# Firefox 62.0 slowing my system



## debodun (Sep 14, 2018)

Even since this version of Firefox installed itself, I've been having problems with slow loading pages (like FB) and intermittent freezing (especially pages that use Flash). My OS is Windows 7 - 64 bit and I have a 1.86 GHZ CPU and 3 GB RAM.


----------



## Camper6 (Sep 14, 2018)

I do think you can download the previous version that was working.


----------



## debodun (Sep 14, 2018)

Camper6 said:


> I do think you can download the previous version that was working.
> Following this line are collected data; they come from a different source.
PR #1261, opened 2017-09-26
add links include

jpstroop:
Proposal. Now that the site has been pared down, centrally manage links in an include? I have constantly having to scroll to the bottom.

PR #1347, opened 2017-12-14
1121 services

### LINKED ISSUE #1121: Create/Assign @type to info.json resources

I probably could, but them it would just automatically update itself.


----------



## Grampa Don (Sep 16, 2018)

I had the same problem so I switched to Opera.  It's a little different and took some getting used to, but I like it a lot better.  It's based on Chrome.  I still have Firefox on my PC, but Opera is the browser I use now.

Don


----------



## kburra (Sep 17, 2018)

debodun said:


> I probably could, but them it would just automatically update itself.



Had same problem but the new vresion stopped many of my ADDONS working so went back......and now have set Firefox not to update, there are other options (See pic)..to get to this option on the toolbar click TOOLS.OPTIONS ,ADVANCED and make your choice>


----------